Thursday, June 5, 2008

If you're going through hell

It's funny how God works. I was about to come here and type a blog post that was very depressed and sad and angry, and I still may. But as I clicked the button to bring this screen up our song came on the radio....

If you're going through Hell

Well you know those times when you feel like
There's a sign there on your back
That says I don't mind if you kick me,
seems like everybody has
Things go from bad to worse
You think it can't get worse than that
And then they do

You step off the straight and narrow
And you don't know where you are
Used the needle of your compass,
to sew up your broken heart
Ask directions from a genie
in a bottle of jim beam
And she lies to
when you learn the truth

[Chorus]
If you're goin' through hell keep on going
Don't slow down if you're scared don't show it
You might get out before the devil even knows you're there

I've been deep down in that darkness
I've been down to my last match
Felt a hundred different deamons
breathin' fire down my back
And I knew that if I stumbled
I'd fall right into the trapThat they were layin'

But the good news is there's angels everywhere out on the street
Holdin' out a hand to pull you back up on your feet
The one's that you've been draggin' for so long
You're on your knees might as well be prayin'
Guess what I'm sayin'

[Chorus]
If you're goin' through hell keep on going
Don't slow down if you're scared don't show it
You might get out before the devil even knows you're there
When you're goin' through hell keep on movin'
Face that fire walk right through it
You might get out before the devil even knows you're there

Shortly after alex died this song became our theme song. We found ourselves singing it whenever it seemed our grief was getting the better of us and it never fails to pull us out of that slump to this day. God knew I needed it tonight I guess.

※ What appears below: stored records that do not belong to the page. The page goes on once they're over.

Issue #888, opened 2025-08-31
`buildDepsOnly` rebuilds when dependencies are unchanged


adamjhf:
When using `buildDepsOnly`, dependencies are expected to only rebuild when they change. However, since #880, dependencies are now rebuilt every time an `.rs` file in the project changes, which significantly increases overall build times.

This can be reproduced using https://github.com/ipetkov/crane/tree/master/examples/quick-start-simple:
1. `nix build` builds `quick-start-simple-deps` and `quick-start-simple`
2. Modify hello world string in `main.rs`
3. `nix build` rebuilds both `quick-start-simple-deps` and `quick-start-simple`

Reverting back to previous `crane` revision works as expected:
1. Update flake input to: `crane.url = "github:ipetkov/crane/3c40c97e1881fff381e4615e82557b333edf65c4";`
2. `nix build` builds `quick-start-simple-deps` and `quick-start-simple`
2. Modify hello world string in `main.rs`
3. `nix build` rebuilds only `quick-start-simple` as expected. Dependencies are not rebuilt

This may be caused by https://github.com/ipetkov/crane/commit/25bd41b24426c7734278c2ff02e53258851db914#diff-e242285101277493d3227e4bf27fcdcafbd847aa29eddc2f84f8de09c56f3805R58, where the derivation will now change if any of `src` changes.

ipetkov:
Hi @adamjhf thanks for the report and for finding the regression!

This landed in https://github.com/ipetkov/crane/pull/880 and I totally overlooked that `srcForRemapPathPrefix = args.src or dummySrc;` will effectively leak in the path to the original source and invalidate all the dummification work.

I'm going to revert #880 for the time being since dropping `srcForRemapPathPrefix = args.src or dummySrc;` would also cause cache invalidation for anyone trying to opt _into_ the source remapping. Happy to revisit having this functionality (e.g. in a separate PR which brings things back) though if this isn't really easily reusable perhaps it makes more sense to document the fact that this exists and leave it up to projects to manually opt into source remapping on their own

cc @Popax21

PR #890, opened 2025-09-01
Revert "Automatically configure rustc source mapping for `dontStrip` builds (#880)"

ipetkov:
## Motivation

Fixes https://github.com/ipetkov/crane/issues/888

Reverts #880 for the time being since dropping `srcForRemapPathPrefix = args.src or dummySrc;` would also cause cache invalidation for anyone trying to opt _into_ the source remapping. Happy to revisit having this functionality (e.g. in a separate PR which brings things back) though if this isn't really easily reusable perhaps it makes more sense to document the fact that this exists and leave it up to projects to manually opt into source remapping on their own

cc @Popax21 

## Checklist

- [ ] updated `CHANGELOG.md`


ipetkov:
> Hmm, that's a stupid mistake on my part - sorry for missing this.

No worries I missed it too :sweat_smile: I wish there was a good way to test for this in general and have the CI keep us honest but I haven't come up with a good to actually detect it...

> I do have some more time, and I'll send you another PR to reland this feature once I did so if that's alright with you. If I don't find anything I would probably just resend the PR with the source mapping mechanism being an explicit opt-in (instead of being the default for `dontStrip`), including explicit documentation that enabling the feature breaks dependency caching - this would suck for some use cases (e.g. using Nix builds as part of a regular dev workflow with frequent rebuilds), but would still leave some other use cases intact (for example dedicated benchmarking / profiling builds for use with tools like samply).

Yes totally fine with this approach given that someone would have to explicitly opt-into it! Having all caches always invalidated for this kinda sucks, but at least it would be up to the project maintainer to decide if that's what's more important for them :+1:

PR #896, opened 2025-09-15
Always run checkPhase for cargoTest and cargoNextest

RossSmyth:
The outputs are not useful as they are just some
tarballs, so you cannot do something like
`nix run .#checks.tests`

## Motivation

If a user uses the API `cargoTest` or `cargoNextest`, they probably want to run the tests. It is also a common pattern
in nix packages to set `doCheck = false`, then with a specific check output to override it to `doCheck = true` or something
similar.

So this leads to the patterns of:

Tonight I found myself wondering why the world just seems to be coming down on me like a lead weight lately. It's hard to keep up with the stresses going on and I joked to Craig the other night that back when Alex was sick and then died so many people commented on our strength and I often laughed it off. Well they must know something because If not for whatever strength I have I most certainly would be at the bar drowing my sorrows in some corona right this very minute.

God doesn't give us anymore than we can handle. I know that. But why does it seem he pushes us to that brink sometimes?

Something that will never leave my memory is the day when another hospital mom and I were talking about our son's heart defects and what their diagnoses meant for them and she said something that holds so true..... "you know what the worst heart defect is? The one that your kid has" That holds true in so many things in life. When Alex was sick he was alot of the time the sickest kid in the PICU. But I would walk down those halls and see those parents worried faces as they stood at the foot of their own childs' bed, or see the parents in the lounge with their heads buried in their hands with worry, or I would see the look on a dads face when the doctor told them their child would likely be in the hospital a few more weeks. I realized that the situations they were in were the worst for them, just as mine was the worst for me.

This applies so much in my day to day life and I think it really keeps me grounded sometimes.
After Alex died I would visit message boards for bereaved parents and I would get frustrated because most of the parents on there had miscarriages in early pregnancy. I would get angry and think to myself that they had no idea what devastating was. Now I am in their shoes, I am learning a lesson in devastating for myself. Because even though in many many ways losing Alex was a soul searing experience, right now losing this baby brings it's own pain. A pain that for this very moment, overshadows the pain I still feel in missing Alex if only by a millimeter.

The very worst thing to happen to you is the worst thing that has happened to you. The most painful thing you can feel is the pain you feel at this very moment. It isn't any more or less than anyone else's. It is what it is and it's yours to learn from and hopefully someday heal from.

I still sometimes wonder why God seems to take my lessons to the extreme. Maybe I just really have a hard time listening and it takes drastic measures to get me to listen, I'll have to work on that because I don't honestly know how much strength I still have. I'm feeling drained.

2 comments:

Anonymous said...

I love your blog. When I experienced my miscarriage I experienced feelings of guilt because my child had not been born and then died. How could I feel sorrow? It was the worst thing that had happened to me. I don't know why it happened but I do know that God will use it for His Glory.

From FAT to FAB said...

"God only gives us what we can handle?"

do you ever feel like God got you mixed up with someone else??? that your not sure you can handle this??? and although you dont doubt his wisdom.... you doubt your own ability to cope?